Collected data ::
PR #227, opened 2018-08-15
Optionally load a DHT community in tests

devos50:
Similar to how a TrustChain community can be side-loaded during the tests.


devos50:
@qstokkink could you review this PR again (and merge it if it's ok?) 👍

PR #229, opened 2018-08-17
DO NOT MERGE: Updated IPv8 to Python 3

devos50:
Proof-of-concept. I'm not sure whether we want such an invasive change but we can use it as a reference when upgrading to Python 3 eventually.

I've skipped some unit tests that were failing due to unknown reasons. In particular, there seems to be an error in the attestation crypto which must be fixed before even thinking about merging this.

### DIFF
--- a/ipv8/REST/attestation_endpoint.py
+++ b/ipv8/REST/attestation_endpoint.py
@@ -102,17 +102,17 @@ class AttestationEndpoint(resource.Resource):
             return ""
         if request.args['type'][0] == 'outstanding':
             formatted = []
-            for k, v in self.attestation_requests.iteritems():
+            for k, v in self.attestation_requests.items():
                 formatted.append(k + (v[1], ))
             return json.dumps(formatted)
         if request.args['type'][0] == 'outstanding_verify':
             formatted = []
-            for k, v in self.verify_requests.iteritems():
+            for k, v in self.verify_requests.items():
                 formatted.append(k + (v[1], ))
             return json.dumps(formatted)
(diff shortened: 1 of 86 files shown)


qstokkink:
We should investigate the use of the `__future__` library (https://docs.python.org/2/library/__future__.html#module-__future__) to maintain both `2.7` and `3.x` compatibility.

qstokkink:
This is probably what is causing the attestation crypto to die: https://docs.python.org/3/howto/pyporting.html#division .

Long story short: integer division is now automatically turned into float division in Python 3. You need `//` instead of `/` to do integer division (and override `__floordiv__` instead of `__truediv__`).

devos50:
I changed that one already but it turned out to not fix it :/

qstokkink:
Hmm.. maybe we should go file-by-file. Then we can do the low-hanging fruit early and give the hard files some extra love.

qstokkink:
retest this please

qstokkink:
retest this please

qstokkink:
I added `pylint --py3k` to the PR checks.

qstokkink:
retest this please

qstokkink:
retest this please

qstokkink:
retest this please

qstokkink:
retest this please

qstokkink:
retest this please

qstokkink:
I'll port IPv8 file-by-file by hand. Let's keep this one open for inspiration though 👍

devos50:
IPv8 is now Python3-compatible 👍

PR #230, opened 2018-08-17
ON HOLD: Not spawning our custom reactor thread in tests

devos50:
Twisted's testing framework (trial) should already do this for us.


qstokkink:
Already merged in another PR.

Task brief :: Go through the records above, find each line with the string "turned", and copy it.

Answer to this task ::
Long story short: integer division is now automatically turned into float division in Python 3. You need `//` instead of `/` to do integer division (and override `__floordiv__` instead of `__truediv__`).
I changed that one already but it turned out to not fix it :/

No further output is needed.